Mr. President, be the clamor what it may, I know my people well and I should not be afraid to go with my vote before them with this third section in my hand and invoke their ordinary sense of common American fair play and feel absolutely confident of their renunciation of this attempt to discriminate in favor of the one product as against another product.

How is this justified? I have heard some talk about agricultural products. My mail has been burdened every day for almost a month with some circular gotten up by some committee somewhere. The Senator says that this bill is in the interest of the farmers, that the farmers are scattered, that they are not organized and can not protect their right, and, therefore, they must be looked after. My mail has been burdened with private letters, telegrams, circulars, newspapers, pamphlets, in favor of the bill which has engendered in my mind a deep-seated alarm that there is a mighty conspiracy against the comsumers of the country and in favor of certain favored persons, and I think I can demonstrate such to be the fact before I take my seat.

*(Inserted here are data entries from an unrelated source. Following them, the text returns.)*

PR #2062, opened 2022-01-22
Fix ClientClosureRaceTest bring back max-retries

tkountis:
Motivation:

During the retrying http rework, the filter changed from having by default infinite max-retries to have 4. Some places that were modified during the refectory with the first assumption, weren't reverted. This can result in rare test failures.

Modifications:

Restore max-retries on the retrying http builder for retryable and other exceptions.

Result:

Restore old behavior.

(cherry picked from commit 5e8d4828a64594cb69409f82d67fad1cfe98d398)


Scottmitch:
in the commit message can you clarify why it was originally removed (was it just a mistake, or was behavior assumed to change by using the new method, etc.) and why it is being added back now?

chemicL (approved):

Now, take food products. Does this bill embrace food products? Is cotton & food product? Where are butter and cheese, and cattle, and all the thousand other food products which are left out of this bill which is called a food-product bill? You have in the bill things which are not food products and you have not food products in, and yet it is said a great clamor comes up for this bill from the American people because it is a bill to protect food products. If we are going to protect food products let us protect them. Do not let us discriminate.

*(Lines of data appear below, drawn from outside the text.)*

PR #2065, opened 2022-01-26
Publisher#multicast option to not cancel upstream

Scottmitch:
Motivation:
Some multicast use cases do not want cancellation
from downstream Subscribers to generate a cancel
to the upstream source. For example if the
upstream source doesn't support re-subscribes
or if there are expected Subscribers after
cancellation.

Modifications:
- Add a `boolean cancelUpstream` parameter to the
  Publisher#multicast operator. This makes it so
  no cancel is propagated upstream and internal
  state of the operator is preserved.

### DIFF
--- a/servicetalk-concurrent-api/src/main/java/io/servicetalk/concurrent/api/Publisher.java
+++ b/servicetalk-concurrent-api/src/main/java/io/servicetalk/concurrent/api/Publisher.java
@@ -2408,7 +2408,8 @@ public abstract class Publisher<T> {
      * @param minSubscribers The upstream subscribe operation will not happen until after this many {@link Subscriber}
      * subscribe to the return value.
      * @param cancelUpstream {@code true} if upstream should be {@link Subscription#cancel() cancelled} when all
-     * downstream {@link Subscriber}s cancel.
+     * downstream {@link Subscriber}s cancel. {@code false} means that cancel will not be propagated upstream even if
+     * all downstream {@link Subscriber}s cancel, and the upstream Subscription will stay valid until termination.
      * @return a {@link Publisher} that subscribes a single time upstream but allows for multiple downstream
      * {@link Subscriber}s. Signals from upstream will be multicast to each downstream {@link Subscriber}.
      * @see <a href="http://reactivex.io/documentation/operators/publish.html">ReactiveX multicast operator</a>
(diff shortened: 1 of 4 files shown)


servicetalk-concurrent-api/src/main/java/io/servicetalk/concurrent/api/Publisher.java
```diff
@@ -2356,7 +2356,7 @@ public final Completable flatMapCompletableDelayError(Function<? super T, ? exte
      */
     @Deprecated
     public final Publisher<T> multicastToExactly(int expectedSubscribers, int queueLimit) {
-        return new MulticastPublisher<>(this, expectedSubscribers, true, queueLimit, t -> completed());
+        return new MulticastPublisher<>(this, expectedSubscribers, true, true, queueLimit, t -> completed());
```
NiteshKant, line 2359: I know this would be a backward incompatible change but using `false` as default would be better. Typically, multicast is used for sources that do not otherwise support multiple subscribes (as our processors do), so inadvertently subscribing multiple times (due to the lifetime of downstream subscribers) to upstream produces hard to debug issues.

servicetalk-concurrent-api/src/main/java/io/servicetalk/concurrent/api/Publisher.java
```diff
@@ -2384,7 +2384,37 @@ public final Completable flatMapCompletableDelayError(Function<? super T, ? exte
...
+     *     List<T> results = resultOfThisPublisher();
+     *     List<List<T>> multiResults = ...; // simulating multiple Subscribers
+     *     for (int i = 0; i < expectedSubscribers; ++i) {
+     *         multiResults.add(results);
+     *     }
+     *     return multiResults;
+     * }</pre>
+     * @param minSubscribers The upstream subscribe operation will not happen until after this many {@link Subscriber}
+     * subscribe to the return value.
+     * @param cancelUpstream {@code true} if upstream should be {@link Subscription#cancel() cancelled} when all
```
NiteshKant, line 2410: Maybe provide some information around what is the lifecycle when this is set to `false`. eg: "If set to {@code false}, upstream subscription is active till termination"

NiteshKant (approved):
Couple comments then LGTM

idelpivnitskiy (approved):

servicetalk-concurrent-api/src/main/java/io/servicetalk/concurrent/api/Publisher.java
Scottmitch: I would prefer to keep the default the same in this PR. It isn't clear which default behavior is better... I can imagine not propagating cancellation resulting in a hang which would also be hard to debug. At least propagating the cancel will ensure definitive termination.

NiteshKant: That is fine; IMHO preserving lifecycle of upstream is an appropriate default behavior. Multicast is providing just a way to support multiple subscribers. If upstream is an infinite stream, it will stay infinite with multicast else it will terminate with upstream.

PR #2066, opened 2022-01-28
`IoExecutor` implements `concurrent.Executor`

bondolo:
Motivation:
Implementing `Executor` allows `IoExecutor` to used in existing
interfaces. Usage of `IoExecutor`s for `Executor` will still be very
limited for specialized cases.
Modifications:
`IoExecutor` extends `io.servicetalk.concurrent.Executor`. No user
implementations of `IoExecutor` likely exist and `NettyIoExecutor`
already implements the interface.
Result:
`IoExecutor` instances can now be passed in interfaces which currently
only accept `io.servicetalk.concurrent.Executor`.

### DIFF
--- a/servicetalk-transport-api/src/main/java/io/servicetalk/transport/api/IoExecutor.java
+++ b/servicetalk-transport-api/src/main/java/io/servicetalk/transport/api/IoExecutor.java
@@ -15,15 +15,15 @@
  */
 package io.servicetalk.transport.api;
 
+import io.servicetalk.concurrent.Executor;
 import io.servicetalk.concurrent.api.ListenableAsyncCloseable;
 
-import java.util.concurrent.Executor;
 import java.util.function.BooleanSupplier;
 
 /**
  * {@link Executor} that handles IO.
  */
-public interface IoExecutor extends ListenableAsyncCloseable {
+public interface IoExecutor extends Executor, ListenableAsyncCloseable {
 
     /**
      * Determine if <a href="https://en.wikipedia.org/wiki/Unix_domain_socket">Unix Domain Sockets</a> are supported.
--- a/servicetalk-transport-api/src/main/java/io/servicetalk/transport/api/IoExecutor.java
+++ b/servicetalk-transport-api/src/main/java/io/servicetalk/transport/api/IoExecutor.java
@@ -15,15 +15,17 @@
  */
 package io.servicetalk.transport.api;
 
+import io.servicetalk.concurrent.Cancellable;
 import io.servicetalk.concurrent.api.Executor;
-import io.servicetalk.concurrent.api.ListenableAsyncCloseable;
 
+import java.util.concurrent.RejectedExecutionException;
+import java.util.concurrent.TimeUnit;
 import java.util.function.BooleanSupplier;
 
 /**
  * {@link Executor} that handles IO.
  */
-public interface IoExecutor extends Executor, ListenableAsyncCloseable {
+public interface IoExecutor extends Executor {
 
     /**
      * Determine if <a href="https://en.wikipedia.org/wiki/Unix_domain_socket">Unix Domain Sockets</a> are supported.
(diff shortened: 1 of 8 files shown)


servicetalk-transport-api/src/main/java/io/servicetalk/transport/api/IoExecutor.java
```diff
@@ -15,15 +15,15 @@
...
 import io.servicetalk.concurrent.api.ListenableAsyncCloseable;
 
-import java.util.concurrent.Executor;
 import java.util.function.BooleanSupplier;
 
 /**
  * {@link Executor} that handles IO.
  */
-public interface IoExecutor extends ListenableAsyncCloseable {
+public interface IoExecutor extends Executor, ListenableAsyncCloseable {
```
idelpivnitskiy, line 26: 1. We can probably remove `Executor` declaration from `AbstractNettyIoExecutor` now.
2. This is ok change for the main branch (0.43 version). If you are going to cherry pick this into 0.41 and 0.42, consider adding default implementations that throw `UnsupportedOperationException`. As you mentioned in the commit description, nobody will probably be broken either way. Having default impls will help to avoid any ABI issues.

bondolo: 1. `AbstractNettyIoExecutor` is implementing the `io.servicetalk.concurrent.api.Executor` sub-interface so still needs to declare it. For the same reason `NettyIoExecutor` still needs to provide the `asExecutor()` for returning the casted instance. We could have `NettyIoExecutor` extend `io.servicetalk.concurrent.api.Executor` perhaps.
2. Providing defaults makes sense for 0.42 but backporting to 0.41 would be too much work for the benefit I suspect.

idelpivnitskiy: 1. 👍 
2. The change of this PR is small and defaults will be the same for 0.42 and 0.41. Why do you expect 0.41 to be much different?

bondolo: > The change of this PR is small and defaults will be the same for 0.42 and 0.41. Why do you expect 0.41 to be much different?

Sorry, I was thinking of the follow-on bug that will use this new feature. I have no objections to back-porting this specific change to both 0.41 and 0.42

servicetalk-transport-api/src/main/java/io/servicetalk/transport/api/IoExecutor.java
```diff
@@ -15,15 +15,15 @@
...
```
idelpivnitskiy, line 26: 1. `io.servicetalk.concurrent.api.Executor` already implements `io.servicetalk.concurrent.api.ListenableAsyncCloseable`, explicit declaration can be removed.
2. This PR deprecates `NettyIoExecutor#asExecutor()`, meaning we will anyway need a follow-up PR to remove this deprecation for 0.43. In this case, consider adding `default` implementations for `IoExecutor#execute(...)` and `IoExecutor#schedule(...)` that will throw `UnsupportedOperationException` with a comment `FIXME: 0.43 - remove default methods`. It will make this PR ready for cherry-picking.

servicetalk-transport-netty-internal/src/main/java/io/servicetalk/transport/netty/internal/NettyIoExecutor.java
```diff
@@ -31,6 +31,8 @@
      * Implementation of this method assumes there would be no blocking code inside the submitted {@link Runnable}s.
      * If this assumption is violated, it will impact EventLoop responsiveness and hence should be avoided.
      * @return an {@link Executor} which will use an {@link IoExecutor} thread for execution.
+     * @deprecated IoExecutor now implements {@link Executor} so this method is redundant.
      */
+    @Deprecated
```
idelpivnitskiy, line 36: Consider adding a comment like `FIXME: 0.43 - remove deprecated method`, it makes easier to search what have to be cleaned in the main branch later.

idelpivnitskiy (approved):
LGTM after the last comments addressed:

servicetalk-transport-api/src/main/java/io/servicetalk/transport/api/IoExecutor.java
```diff
@@ -60,4 +62,16 @@ default BooleanSupplier shouldOffloadSupplier() {
...
+    // FIXME: 0.43 - remove default method
+    @Override
+    default Cancellable execute(Runnable task) throws RejectedExecutionException {
+        throw new UnsupportedOperationException("No existing IoExecutor implementations require this default");
+    }
+
+    // FIXME: 0.43 - remove default method
+    @Override
+    default Cancellable schedule(Runnable task, long delay, TimeUnit unit) throws RejectedExecutionException {
+        throw new UnsupportedOperationException("No existing IoExecutor implementations require this default");
```
idelpivnitskiy, line 75: When we added new methods in 0.41, we usually returned the current class name in the message to let users know which implementation lacks the method. Example: 
https://github.com/apple/servicetalk/blob/100c58bb5098dbcc74ee04778facd68c3f05ebfb/servicetalk-http-api/src/main/java/io/servicetalk/http/api/HttpServerBuilder.java#L177-L180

If the gambling spirit is what the Senator thinks, then this bill is going to close the exchanges to these products and open the bucket shops and gambling saloons all over the country to the products which he discriminates against, and we must write in the title “An act passed by Congress of the United States to stimulate gambling in the agricultural products, and to encourage the opening of bucket shops, by forbidding gambling in a few products and licensing as to the others."

But, Mr. President, what a proposition that these things are picked out for anathema and denunciation because they are dealt in on boards of trade! God of mercy, in this age of the world are we to shut our eyes to every teaching of the English-speaking race? Are we to confess that we are more ignorant than were our forefathers 200 years ago?

What is the history of English commerce? What has enabled it to grow and prosper, carry on its wings the light of civilization and religion and truth all over this world? What has done it, sir, but the energies of the great commercial bodies of the world, speaking through their chambers of commerce and their boards of trade? The very structure of our Government, almost the very fiber of this Government, was evolved in that country which preserved its liberties by the efforts of its great bodies of merchants assembled together for the purpose of trading. The very essence of trading is liberty itself; intercourse engenders the immortal spirit of liberty from the very fact that men gather together in the interest of commerce, which needs the wings of liberty and of peace to spread itself in enlightening and improving the world.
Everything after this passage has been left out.